Many books have been written by me based on my Indian wanderings. Three non-fiction books for children, three novels for children. Essays, a travelogue etc. Chosen song-poems from the long and very rich Bengali song tradition have been translated from Bengali into my mother tongue, Norwegian. It was published in 2005. A book of black and white photographs made in Kolkata and poetry (Norwegian) will be out in Norway in September 2009, with an exhibition at The House of Literature in Oslo.

a double gaze
I know myself as a Norwegian breathing in and with my mother tongue, and a gaze formed in northern Europe, and as another, emotionally Indian or constantly born within a Bengali bhab, which means feeling & spirituality.

I have to travel back and forth between this northern ”peace” and the myriad of mental and visual forms of South Asia.
I have to translate myself to myself all the time.

There is also the strong bond to Budapest, for unknown reasons, but certainly because of the presence of the Roma population (with Indian origins), the history of Hungarian Jews, the strong presence of folk as well as classical music, the ”impossibility” of the Hungarian language and the nearness that Hungary has to ”my” India.

choosing, or being chosen by, India
I have, long since, chosen the Indian subcontinent as a place for my wanderings, with and without camera. There is, long since, no way for me ”out of India”. This is a statement of fact, neither sad nor non-sad. It is an angel I am not fighting with. Ask me what my home town is, and I will answer: Kolkata (Calcutta). Ask me why, and I will stammer. There is an immediate experience of ”being home”. The joy of the direct and shameless gaze.

The photographer watches and is being watched; is being talked to, and may choose to talk back. The camera is ”a transitional object”: We play together. I chose to study Bengali, (also) for the sake of my photography.

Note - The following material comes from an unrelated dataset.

PR #619, opened 2025-12-23
crypto: generate_config_checks.py: use current data

### LINKED ISSUE #249: generate_config_checks.py treats all old internal options as current internal options
`scripts/generate_config_checks.py` in TF-PSA-Crypto and Mbed TLS consider any internal option of the last major release to be an internal option of the current version. This doesn't make sense:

Though the bond is stronger to Kolkata than to other Indian cities, and stronger to the Bengali region than to other areas of the huge place called South Asia, I have been, and will go back to, Benares (Varanasi) and villages in eastern and central India as well. After all, the photographs now being exhibited at Mai Mano are mainly made in Benares. It is, however, in Kolkata that I have learned about Saraswati, goddess of art and ”hidden river”.

artist and grassroot-worker
There is no way a poet cannot be a poet. There is no way that somebody who has integrated the tool of the camera into herself can tear it way. I travel with my tools. And I create my own forms, as books and photographs. This is, however, not the end of the story.

For about five years I have been fully devoted to a grassroot project, called ”SUNO/Hear It” in northern Bangladesh. When there, I record music, make written notes and take pictures too. At present, I am also devoted to a very new project in West-Bengal, empowering poor children mainly through colours, and with a strong bond to a village of folk (pat) artists in the district of Medinipur. We will also try to strengthen environmental awareness in the region.

To create art forms will always need a solitary path. The grassroot creativity and the plight of vulnerable people on drowning lands in South Asia make my dream become very elementary, or basic – and somehow very collective.